PR #1667, opened 2022-06-20
[Issue-1561] `features_importance` parameter deprecation

### LINKED ISSUE #1561: [BUG] sometimes we refer to feature_importance as features_importance
**Describe the bug**
sometimes we refer to feature_importance as features_importance.
it is in the context/suite/check params but should be feature_importance instead. (maybe also in other places).

we need to rename it and add deprecation warnings for features_importance

yromanyshyn:
resolves #1561

### DIFF
--- a/deepchecks/tabular/context.py
+++ b/deepchecks/tabular/context.py
@@ -186,7 +186,11 @@ class Context:
                  y_proba_test: np.ndarray = None,
                  features_importance: pd.Series = None,  # TODO: deprecated, should be removed
                  ):
-        feature_importance = features_importance
+        feature_importance = (
+            features_importance  # in case if user used deprecated parameter
+            if feature_importance is None
+            else feature_importance
+        )
         # Validations
         if train is None and test is None and model is None:
             raise DeepchecksValueError('At least one dataset (or model) must be passed to the method!')
--- a/deepchecks/tabular/context.py
+++ b/deepchecks/tabular/context.py
@@ -145,7 +145,8 @@ class Context:
         The name of the model
     features_importance: pd.Series , default: None
         pass manual features importance
-        (parameter is deprecated, use 'feature_importance' instead)
+        .. deprecated:: 0.8.1
+            Use 'feature_importance' instead.
     feature_importance: pd.Series , default: None
         pass manual features importance
     feature_importance_force_permutation : bool , default: False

● How to complete this task:
Write out every record above, word for word.

● Exercise solution:
PR #1667, opened 2022-06-20
[Issue-1561] `features_importance` parameter deprecation

### LINKED ISSUE #1561: [BUG] sometimes we refer to feature_importance as features_importance
**Describe the bug**
sometimes we refer to feature_importance as features_importance.
it is in the context/suite/check params but should be feature_importance instead. (maybe also in other places).

we need to rename it and add deprecation warnings for features_importance

yromanyshyn:
resolves #1561

### DIFF
--- a/deepchecks/tabular/context.py
+++ b/deepchecks/tabular/context.py
@@ -186,7 +186,11 @@ class Context:
                  y_proba_test: np.ndarray = None,
                  features_importance: pd.Series = None,  # TODO: deprecated, should be removed
                  ):
-        feature_importance = features_importance
+        feature_importance = (
+            features_importance  # in case if user used deprecated parameter
+            if feature_importance is None
+            else feature_importance
+        )
         # Validations
         if train is None and test is None and model is None:
             raise DeepchecksValueError('At least one dataset (or model) must be passed to the method!')
--- a/deepchecks/tabular/context.py
+++ b/deepchecks/tabular/context.py
@@ -145,7 +145,8 @@ class Context:
         The name of the model
     features_importance: pd.Series , default: None
         pass manual features importance
-        (parameter is deprecated, use 'feature_importance' instead)
+        .. deprecated:: 0.8.1
+            Use 'feature_importance' instead.
     feature_importance: pd.Series , default: None
         pass manual features importance
     feature_importance_force_permutation : bool , default: False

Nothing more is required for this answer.